振動加速度は、高周波成分や衝撃成分に敏感なため、軸受損傷、潤滑不良、転動体の傷など、初期異常の把握に有効です。
この段階で確認するポイント
- 軸受部で高い値が出ていないか
- 衝撃的な成分が増えていないか
- 振動速度では見えにくい初期異常がないか
振動加速度で異常の兆候が確認されたら、FFT解析で周波数成分を確認し、異常原因を絞り込みます。
FFT解析を使うことで、アンバランス、ミスアライメント、緩み、軸受損傷などを周波数特性から判別しやすくなります。
この段階で確認するポイント
- 1X、2Xなど回転同期成分の有無
- 軸受故障周波数に近いピークの有無
- 高周波帯の異常成分の増加
振動加速度は「異常の深掘り」に使う指標です。
振動速度で全体異常を把握し、振動加速度で詳細を確認し、FFT解析で原因を特定する流れにすると、設備診断の精度が高まります。
よくある質問と回答FAQ
- 振動加速度とは何ですか?
-
振動加速度とは、単位時間あたりの速度変化量を示す指標で、振動の強さを表します。

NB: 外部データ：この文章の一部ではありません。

PR #49, opened 2017-07-11
Add LibFeatures module

gavin-norman-sociomantic:
Meta module defining constants that match swarm feature releases
allowing downstream libraries to conditionally implement
functionality relying on later swarm versions.

### DIFF
--- a/src/swarm/LibFeatures.d
+++ b/src/swarm/LibFeatures.d
@@ -1,0 +1,23 @@
+/*******************************************************************************
+
+    Meta module defining constants that match swarm feature releases allowing
+    downstream libraries to conditionally implement functionality relying on
+    later swarm versions.
+
+    Copyright:
+        Copyright (c) 2017 sociomantic labs GmbH. All rights reserved
+
+    License:
+        Boost Software License Version 1.0. See LICENSE.txt for details.
+
+*******************************************************************************/
+
+module swarm.LibFeatures;
+
+const has_features_4_2 = true;
+const has_features_4_1 = true;
+const has_features_4_0 = true;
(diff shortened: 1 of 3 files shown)


nemanja-boric-sociomantic:
Is there any point in including this file earlier? (I mean, to go via patch release)

gavin-norman-sociomantic:
Ha, we could have released it in v3.3.0 :D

単位はm/s²またはgで表されます。
特に高周波成分に敏感で、ベアリングなどの初期異常検出に適しています。 - 振動速度との違いは何ですか?
-
振動速度は機械全体の状態評価、振動加速度は局所的・初期異常の検出に適しています。
振動加速度:ベアリング損傷・衝撃検出(m/s² / g)
振動速度:ISO基準による判定(mm/s)用途が異なるため併用が基本です。
- なぜ振動加速度でベアリング異常が分かるのですか?
-
ベアリング損傷は微小な衝撃振動を発生させるため、加速度が敏感に反応します。
初期段階では振動速度では検出できない場合でも、加速度では検出可能です。
- 振動加速度の単位は何を使えばよいですか?
-
一般的には以下の2種類が使われます。
g:重力加速度基準(1g = 9.8 m/s²)
m/s²:国際単位系(SI単位)
工業用途ではm/s²が主流です。
- 振動加速度はどのような用途に適していますか?
-
主に以下の用途で使用されます。
- ベアリング損傷検出
- ギア異常検出
- 衝撃・打撃の検出
- 高周波振動の解析
予知保全(CBM)において重要な指標です。
- 振動加速度だけで異常判定できますか?
-
単独判断は推奨されません。
実務では
- 振動速度(全体評価)
- 振動加速度(異常検出)
- FFT解析(原因特定)
3つを組み合わせるのが基本です。
- 振動加速度が大きいと必ず異常ですか?
-
必ずしも異常とは限りません。
- 運転条件
- 回転数
- 構造特性
によって変動するため、 トレンド(経時変化)で判断することが重要です。
- 振動加速度はどこにセンサーを設置しますか?
-
一般的には以下の位置に設置します。
- 軸受部(最重要)
- モーター駆動側(DE)
- 反対側(NDE)
X(水平)・Y(垂直)・Z(軸方向)で測定するのが基本です。
- 振動加速度とFFT解析の関係は?
-
振動加速度データをFFT解析することで、異常原因を特定できます。
例
- BPFO → 外輪損傷
- BPFI → 内輪損傷
- BSF → ボール損傷
- FTF → 保持器異常
- 振動加速度はどのような機器で測定しますか?
-
加速度センサー(圧電式)を使用した振動計で測定します。
- ポータブル振動計
- データロガー
- 常設監視システム
👉用途に応じて選定が必要です。